Изменить размер шрифта - +
Или вот еще третье сравне­ние: я мог бы определить скуку как своего рода болезнь окружающих меня предметов, которые словно бы увяда­ют, блекнут, теряя жизненный тонус, — это то же самое, что на протяжении нескольких секунд вдруг увидеть, как цветок, только что бывший бутоном, увядает и превра­щается в прах.

Скука настигает меня в те мгновения, когда я ощу­щаю абсурдность окружающего меня мира, то есть тогда, когда он становится, как я уже говорил, каким-то непол­ноценным, не способным убедить меня в реальности сво­его существования. К примеру, мое внимание вдруг при­влекает к себе вот этот бокал. И до тех пор, пока я говорю себе, что бокал — это стеклянный или металлический сосуд, предназначенный для того, чтобы, не расплескав, подносить ко рту налитую в него жидкость, то есть до тех пор, пока я сохраняю твердое о нем представление, мне кажется, между нами завязываются отношения, доста­точные для того, чтобы я поверил в его реальность, а следовательно, и в свою тоже. Но стоит только этому бокалу поблекнуть в моих глазах, то есть утратить свою чувственную предметную убедительность в том смысле, о котором я уже говорил, а именно — стоит ему превра­титься передо мной в нечто странное, не имеющее ко мне ни малейшего отношения, или, если говорить попросту, стоит ему показаться вещью совершенно бессмыслен­ной, как из ощущения этой бессмысленности рождается скука, которая есть, в сущности (пора это сказать), выра­жение некоммуникабельности и полной невозможности ее преодолеть. Однако сама эта скука не доставляла бы мне таких мучений, если бы я не зная, что бокал, не имеющий ко мне отношения, мог бы его иметь, то есть что он существует в каком-то не доступном мне раю, где предметы ни на миг не перестают быть предметами. И из этого следует, что скука, то есть моя неспособность вы­рваться за пределы своего «я», — это теоретическое созна­ние того, что, случись чудо, я все-таки мог бы выйти за эти пределы.

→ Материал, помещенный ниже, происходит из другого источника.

PR #3271, opened 2018-11-05
Port Clear primitives to be interned.

gw3583:
This should be a straightforward conversion, since these primitives
don't use segments.

---
This change is [Reviewable](https://reviewable.io/reviews/servo/webrender/3271)


gw3583:
r? anyone

PR #4317, opened 2021-03-25

moz-gfx:


staktrace:
`error: panic message is not a string literal`
`note: this is no longer accepted in Rust 2021`
`process didn't exit successfully: `rustc --crate-name wrench --edition=2018 ...`

If we're compiling with 2018 edition flags, why is it complaining about 2021 edition errors? Dunno! @kvark you've probably been following rust editions more than I have, any idea what's going on here?

staktrace:
> `error: panic message is not a string literal`
> `note: this is no longer accepted in Rust 2021`
> `process didn't exit successfully: rustc --crate-name wrench --edition=2018 ...`
> 

I'll take care of this in https://bugzilla.mozilla.org/show_bug.cgi?id=1701418

PR #4750, opened 2022-11-23
chore: fix animation example

keiya01:
The animation example was not working because of `duplicate key SpatialNodeUid`.


keiya01:
Ported to https://bugzilla.mozilla.org/show_bug.cgi?id=1803738

PR #4774, opened 2023-02-07
Fix broken links and other doc warnings

rMazeiks:


rMazeiks:
(I don't think this PR broke CI, as it only affects doc comments. If I'm reading the logs correctly, there was an issue with crates.io)

nical:
Hi, thanks for the PR and sorry for the delay. This repository is only a mirror, patches to webrender go in firefox's reprository (`gfx/wr/webrender/` folder in the repository).

There is some documentation about how to contribute here: https://firefox-source-docs.mozilla.org/contributing/contribution_quickref.html
Note that the process involves logging into bugzilla but this can be done without creating an account (using your github account instead).

PR #4824, opened 2023-10-19
Update mozangle

sagudev:
I know this should go via m-c but I just open PR to keep it noted until then.

### DIFF
--- a/wrench/Cargo.toml
+++ b/wrench/Cargo.toml
@@ -50,7 +50,7 @@ software = [ "swgl" ]
 
 [target.'cfg(target_os = "windows")'.dependencies]
 dwrote = "0.11"
-mozangle = { git = "https://github.com/sagudev/mozangle.git", branch = "bump", features = ["egl"] }
+mozangle = { git = "https://github.com/atbrakhi/mozangle.git", branch = "shared_object", features = ["egl"] }
 
 [target.'cfg(target_os = "android")'.dependencies]
 libc = "0.2"
--- a/wrench/Cargo.toml
+++ b/wrench/Cargo.toml
@@ -17,7 +17,7 @@ env_logger = { version = "0.10", optional = true, default_features = false }
 gleam = "0.15"
 glutin = "0.28"
 clap = { version = "3.1", features = ["yaml"] }
-glsl-lang = { version = "0.2", features = ["lexer-v2-full"] }
+glsl-lang = { version = "0.3", features = ["lexer-v2-full"] }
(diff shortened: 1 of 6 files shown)


wrench/Cargo.toml
```diff
@@ -17,7 +17,7 @@ env_logger = { version = "0.10", optional = true, default_features = false }
 gleam = "0.15"
 glutin = "0.28"
 clap = { version = "3.1", features = ["yaml"] }
-glsl-lang = { version = "0.2", features = ["lexer-v2-full"] }
```
sagudev, line 20: This is also needed due to bindgen and cc-rs version conflict.

wrench/Cargo.toml
```diff
@@ -50,7 +50,8 @@ software = [ "swgl" ]
 
 [target.'cfg(target_os = "windows")'.dependencies]
 dwrote = "0.11"
-mozangle = { version = "0.3.2", features = ["egl"] }
+#mozangle = { version = "0.4.0", features = ["egl"] }
```
sagudev, line 53: commented line should be removed

sagudev:
CI error is so weird. egl feature should only be enabled when target is windows. What is even weirder that dwrote (windows only dependency) is not included.

Cc @mrobinson

wrench/src/egl.rs
```diff
@@ -114,9 +114,10 @@ impl Context {
                 GlRequest::Specific(_, _) => return Err(CreationError::OpenGlVersionNotSupported),
                 GlRequest::GlThenGles { opengles_version, opengl_version } => {
                     if egl_version >= (1, 4) {
-                        if egl::BindAPI(ffi::egl::OPENGL_API) != 0 {
+                        /*if egl::BindAPI(ffi::egl::OPENGL_API) != 0 {
                             (Some(opengl_version), Api::OpenGl)
-                        } else if egl::BindAPI(ffi::egl::OPENGL_ES_API) != 0 {
+                        } else */
+                        if egl::BindAPI(ffi::egl::OPENGL_ES_API) != 0 {
```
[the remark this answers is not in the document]
sagudev: Ideally we should fallback to ES if no GL configs are available.

sagudev:
> CI error is so weird. egl feature should only be enabled when target is windows. What is even weirder that dwrote (windows only dependency) is not included.

`cargo test --all` causes problem within resolver, so either setting resolver to version 2 or running wrench unit test separately fixes the issue.

PR #4838, opened 2024-02-13
Update winit to 0.29, core-graphics to 0.23, and core-text to 20 for servo

Nopey:
These are the latest versions of each.

Although this webrender branch's test suite isn't healthy, this does build downstream in https://github.com/servo/servo/pull/31278

### DIFF
--- a/Cargo.lock
+++ b/Cargo.lock
@@ -3,10 +3,39 @@
 version = 3
 
 [[package]]
+name = "ab_glyph"
+version = "0.2.23"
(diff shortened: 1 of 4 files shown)


mrobinson:
The main branch in this this repository is a mirror. We cut release from the https://github.com/servo/webrender/tree/0.63 branch currently, but I think it doesn't make sense to update WebRender until Servo is ready to be updated.

mrobinson:
I'm going to close this one as it needs to, at least, be opened against our release branch.

mrobinson (approved):

PR #4848, opened 2024-03-13

moz-gfx:


sagudev:
This is obsolete per https://github.com/servo/webrender/pull/4849

PR #4856, opened 2024-08-28
Fix missing optimized shaders on OpenHarmony

jschwe:
We use GLES on OpenHarmony, so the shaders should be optimizied accordingly. 

Cargo guarantees that the `CARGO_CFG_xxx` variables are set. Using expect instead of matching improves the readability.

### DIFF
--- a/webrender/build.rs
+++ b/webrender/build.rs
@@ -128,9 +128,11 @@ fn write_optimized_shaders(
 
     // The full set of optimized shaders can be quite large, so only optimize
     // for the GL version we expect to be used on the target platform. If a different GL
-    // version is used we will simply fall back to the unoptimized shaders.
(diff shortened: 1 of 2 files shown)


mrobinson (approved):
Would you mind also submitting this to Gecko so that we will have this change the next time we rebase onto upstream WebRender?

jschwe:
I've added it to the tracking issue in the main servo repo so I don't forget. 
How often do we rebase onto newer webrender releases (approximately)?

mrobinson:
> I've added it to the tracking issue in the main servo repo so I don't forget. How often do we rebase onto newer webrender releases (approximately)?

It isn't done regularly now, but the hope is that in the future it could become more regular. So far I've done it twice.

Я уже сказал, что, сколько себя помню, я всегда ску­чал; добавлю к этому, что лишь совсем недавно я сумел достаточно ясно понять, что это такое — моя скука. В детстве же, отрочестве и в первые годы молодости я стра­дал от нее, будучи совершенно не в состоянии ее объяс­нить, — так человек страдает от хронических головных болей, не решаясь обратиться к врачу. А уж в детстве эта же самая скука принимала формы настолько неясные, не доступные не только моему — ничьему пониманию, что мать, которой я не мог ничего объяснить, приписывала ее нездоровью — примерно так, как дурное настроение младенцев объясняют тем, что у них режутся зубы. В те годы мне случалось неожиданно прерывать игру и на дол­гие часы застывать в полной неподвижности так, словно меня оглушили, — это было то самое болезненное состо­яние, которое вызывало у меня внезапное «увядание» ок­ружающих предметов, а точнее — бессознательное ощу­щение того, что между мною и остальным миром пере­стала существовать какая-либо связь. Если в такую ми­нуту в комнату входила мать и, видя меня молчаливым, бледным, безвольным, спрашивала, что случилось, я не­изменно отвечал ей: «Мне скучно», объясняя этим яс­ным и плоским словом сложное и темное состояние сво­ей души. Но мать принимала мое объяснение буквально и, наклоняясь, чтобы меня обнять, обещала сегодня же вечером сводить меня в кино или сулила еще какое-нибудь развлечение, которое, я точно знал, не могло быть лекарством против скуки, так как в самой идее развлече­ния не было ничего ей противоположного. И покуда ма­тери казалось, что она успешно развеяла мое настроение, я, притворившись, что с радостью принимаю ее предло­жение, продолжал маяться все той же скукой, которая рождалась во мне и от прикосновения ее губ к моему лбу, ее рук к моим плечам, и даже от вызванного ее словами ослепительного видения киноэкрана. Как я мог объяс­нить матери, что развеять мою скуку невозможно? Я уже говорил, что скука — это прежде всего выражение неком­муникабельности.